Since the polysaccharide and the multi-copper oxidase exhibit excellent plant protein crosslinkability, in the case of applying the polysaccharide and the multi-copper oxidase to a textured plant protein material, in the resulting meat-like processed food product, the meat-like characteristics can be improved as the crosslinkability of the plant protein is improved. Examples of such meat-like characteristics include binding properties, liquid retainability, digestion rate, and yield in processing.

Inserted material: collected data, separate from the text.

Issue #6894, opened 2019-01-09
yarn run --if-present option flag to avoid exiting with a non-zero exit code when the script is undefined


HavaH123:
**Do you want to request a *feature* or report a *bug*?**
*feature*

**What is the current behavior?**
`yarn run` does not have an option to exit with a zero code if the script run is not defined in `package.json`.

My use case is that I manage a mono-repo using yarn and lerna and I use something like 
`lerna exec --scope -- yarn run script-name` or run `yarn run script-name` in a loop over all the packages.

Therefore, the crosslinking agent of the present invention can be used as a binding property improver for a meat-like processed food product using a textured plant protein material. The binding properties of a meat-like processed food product using a textured plant protein material can be quantitatively confirmed by measuring the hardness when the textured plant protein material is processed into a meat-like processed food product. The greater the hardness is, the higher the binding properties are.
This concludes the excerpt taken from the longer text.